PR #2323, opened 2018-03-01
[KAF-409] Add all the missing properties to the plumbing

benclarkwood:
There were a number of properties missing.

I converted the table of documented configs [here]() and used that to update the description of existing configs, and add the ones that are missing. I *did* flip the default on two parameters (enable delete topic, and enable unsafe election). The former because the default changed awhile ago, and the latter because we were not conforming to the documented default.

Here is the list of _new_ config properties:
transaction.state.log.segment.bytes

...

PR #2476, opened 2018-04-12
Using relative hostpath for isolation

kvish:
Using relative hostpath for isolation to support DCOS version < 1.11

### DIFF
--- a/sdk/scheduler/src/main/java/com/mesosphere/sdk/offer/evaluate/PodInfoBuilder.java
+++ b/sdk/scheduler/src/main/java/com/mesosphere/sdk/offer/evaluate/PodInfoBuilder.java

§ **WHAT YOU NEED TO DO**: Your answer should be the exact lines above from the one with "PR #2323, opened 2018-03-01" through the one with "transaction.state.log.segment.bytes", both included, and nothing besides.

§ **WRITTEN ANSWER**:
PR #2323, opened 2018-03-01
[KAF-409] Add all the missing properties to the plumbing

benclarkwood:
There were a number of properties missing.

I converted the table of documented configs [here]() and used that to update the description of existing configs, and add the ones that are missing. I *did* flip the default on two parameters (enable delete topic, and enable unsafe election). The former because the default changed awhile ago, and the latter because we were not conforming to the documented default.

Here is the list of _new_ config properties:
transaction.state.log.segment.bytes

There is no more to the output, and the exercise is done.